Thursday, March 22, 2007

Thursday in the 4th Week of Lent
Long-Distance Love

Readings: Exodus 32:7-14; Psalm 106:19-20, 21-22, 23; John 5:31-47

We know how difficult long-distance relationships are to maintain, even in this present age of instant communication. The loved one is far away, physically absent. Yet one’s longing for intimacy and companionship often feels stronger than ever. And in such a difficult situation, the danger is well expressed in the phrase: out of sight, out of mind. It’s easy to forget the ties that bind, the commitments that oblige. It’s easy, especially in times of loneliness and trial, to reach out to others who are nearer, more visible, more convenient. It’s tempting to seek instant gratification even if doing so may damage the existing relationship.

The situation in our readings today is quite similar. The Israelites find themselves suddenly very much alone. Not only does the God who freed them from slavery seem painfully absent, but so does Moses, their leader and constant companion in the desert. And they do not have what it takes to carry on this long-distance relationship. In the desperation of their longing, they fashion an idol for themselves and worship it. The situation of the Jews in the gospel is not much different. They too are involved in a long-distance relationship with their God. Before the arrival of John the Baptist, the prophetic voice had not been heard for some time. And they too turn to idolatry. They worship the letter of the Law and look to one another for approval. They fail to recognize God’s voice in the ministries of John and of Jesus. In both readings the long-distance relationship crumbles under the strain of separation.

The causes of the failure are highlighted quite clearly by Jesus. If the Jews fail to recognize God in Jesus, if they fail to have faith in him, it is only because they have never really understood the scriptures, neither the Law nor the Prophets. What they excel in is merely the knowledge of the head but not of the heart. Jesus rightly questions whether they actually have a relationship with God in the first place: you have no love of God in you.

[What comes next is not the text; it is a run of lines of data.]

PR #3796, opened 2017-03-15
Network Agent implementation (Android)

Pip3r4o:
Add calls to runtime-exposed methods to communicate with the Network Agent of Chrome DevTools inside the android `http-request` implementation. Method calls to the Network Agent will only be made in debug and when the inspector has been fired up, meaning no overhead should occur when not debugging inside DevTools or VSCode

This PR depends on a small addition in the widgets -> https://github.com/NativeScript/tns-core-modules-widgets/pull/91

### DIFF
--- a/tns-core-modules/http/http-request/http-request.android.ts
+++ b/tns-core-modules/http/http-request/http-request.android.ts
@@ -8,6 +8,8 @@ import * as fsModule from "../../file-system";
 // this is imported for definition purposes only
 import * as http from "../../http";
 
+import { NetworkAgent } from "../../debugger/debugger";
+
 export const enum HttpResponseEncoding {
     UTF8,
     GBK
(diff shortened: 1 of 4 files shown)


tns-core-modules/http/http-request/http-request.android.ts
```diff
@@ -75,6 +94,56 @@ function onRequestComplete(requestId: number, result: org.nativescript.widgets.A
         }
     }
 
+    if (global.__inspector && global.__inspector.isConnected) {
```
vakrilov: Suggestion: move the contents of the if with all the inspector related logic in a separate method.

tns-core-modules/http/http-request/http-request.android.ts
```diff
@@ -194,6 +263,25 @@ export function request(options: http.HttpRequestOptions): Promise<http.HttpResp
             // initialize the options
             var javaOptions = buildJavaOptions(options);
 
+            if (global.__inspector && global.__inspector.isConnected) {
```
vakrilov: Suggestion: move the contents of the if with all the inspector related logic in a separate method.

Pip3r4o: Moved the calls to the network agent inside the debugger module where I should have put them initially. Thanks for the suggestions!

Yet, in the face of human forgetfulness and infidelity, God remains mindful of God’s covenantal commitment to God’s people. Like someone who ties a thread to a finger to keep from forgetting something important, God goes to great lengths to keep us in mind. God appoints Moses to recall the covenant with Abraham and Isaac and Jacob. And – as we noted yesterday – in the crucifixion of Jesus, the new Moses, the thin thread of memory is replaced with an eternal inscription of our names upon the hands and heart of God. There is now no possibility of God every forgetting us.

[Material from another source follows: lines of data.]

Issue #6621, opened 2018-11-26
Can't control color of large titles in iOS


alfrednerstu:
**Environment**
✔ Component nativescript has 5.0.1 version and is up to date.
✔ Component tns-core-modules has 5.0.3 version and is up to date.
✔ Component tns-android has 5.0.0 version and is up to date.
✔ Component tns-ios has 5.0.0 version and is up to date.

**Describe the bug**
If you use `navigationBar.prefersLargeTitles = true;` you can't control the color of the title with css like you can with a normal title like this `ActionBar { background-color: #fff; color: #f00; }`

**To Reproduce**
Scroll the page and see the title change color between its large and normal versions.

**Expected behavior**
The large title should have the defined color too just like the normal title.

**Sample project**
https://play.nativescript.org/?template=play-vue&id=vLJE4t

**Additional context**
iOS only.

NickIliev:
@alfrednerstu you can change the text color using the native API

For example:
```
let actionBar = <ActionBar>args.object;

actionBar.ios.prefersLargeTitles = true;
actionBar.ios.largeTitleTextAttributes =  NSDictionary.dictionaryWithDictionary({
    [NSForegroundColorAttributeName]: UIColor.blueColor
});
```

NickIliev:
@alfrednerstu agreed - I've created a PR for this one [here](https://github.com/NativeScript/NativeScript/pull/6631) - once the PR is reviewed and merged it will be included in the `master` branch and from there in the next official version of `tns-core-modules`.

PR #6631, opened 2018-11-27
feat(ActionBar): apply text color when largeTitletextAttribute is set on iOS

NickIliev:
Related to [https://github.com/NativeScript/NativeScript/issues/6621](https://github.com/NativeScript/NativeScript/issues/6621)

Covers cases where large titles attribute is used on iOS
```
actionBar.ios.prefersLargeTitles = true;
```

As a result, the color set via CSS or `color` property will be applied for this specific attribute/


patrikengborg:
Would it be possible to add this for font weight as well?

PR #6637, opened 2018-11-28
feat(modals): Enable modal dialog chaining in IOS

### LINKED ISSUE #5744: iOS: issue when trying to chain modal pages within promise

vakrilov:
The `closeCallback` for modals in IOS is fired before the dialog is closed. If you try to open another dialog in the callback - it fails because the previous dialog is still showing.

But still, it takes two parties for a relationship to work. Isn’t this the reason for this season of Lent? Conscious of our tendency to forget, we intensify our efforts to allow the Lord to remind us of God’s commitment to us in Christ. We focus our attention more keenly on the price paid by Christ for our freedom, so that our hearts might once again be inflamed with love. We search more keenly for the many signs of God’s love for us in the everyday, so that we might be inspired to remain steadfastly committed to this long-distance relationship with an ever-present God.

Today, what do we need to jog our memory? What do we need to sharpen the vision of our faith, to inflame the fire of our love and to strengthen the perseverance of our hope?